Task statement - Whenever a line in the entries below contains "PostgreSQL", copy that line.

Entries shown -

● ● ● ● ●

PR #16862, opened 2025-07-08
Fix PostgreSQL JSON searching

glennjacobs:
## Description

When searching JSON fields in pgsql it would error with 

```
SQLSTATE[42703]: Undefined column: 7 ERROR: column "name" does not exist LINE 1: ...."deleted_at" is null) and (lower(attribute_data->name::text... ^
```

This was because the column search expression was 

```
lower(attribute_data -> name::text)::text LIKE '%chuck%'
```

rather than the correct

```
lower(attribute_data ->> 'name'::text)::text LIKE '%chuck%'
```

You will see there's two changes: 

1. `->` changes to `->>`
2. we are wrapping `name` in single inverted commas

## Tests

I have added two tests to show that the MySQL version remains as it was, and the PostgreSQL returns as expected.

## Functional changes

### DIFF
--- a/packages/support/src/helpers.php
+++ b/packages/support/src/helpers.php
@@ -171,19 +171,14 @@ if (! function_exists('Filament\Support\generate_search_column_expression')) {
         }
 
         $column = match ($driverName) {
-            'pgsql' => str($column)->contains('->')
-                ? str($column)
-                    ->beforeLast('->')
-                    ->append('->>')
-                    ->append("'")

● ● ● ● ●

Solution to the exercise -
Fix PostgreSQL JSON searching
I have added two tests to show that the MySQL version remains as it was, and the PostgreSQL returns as expected.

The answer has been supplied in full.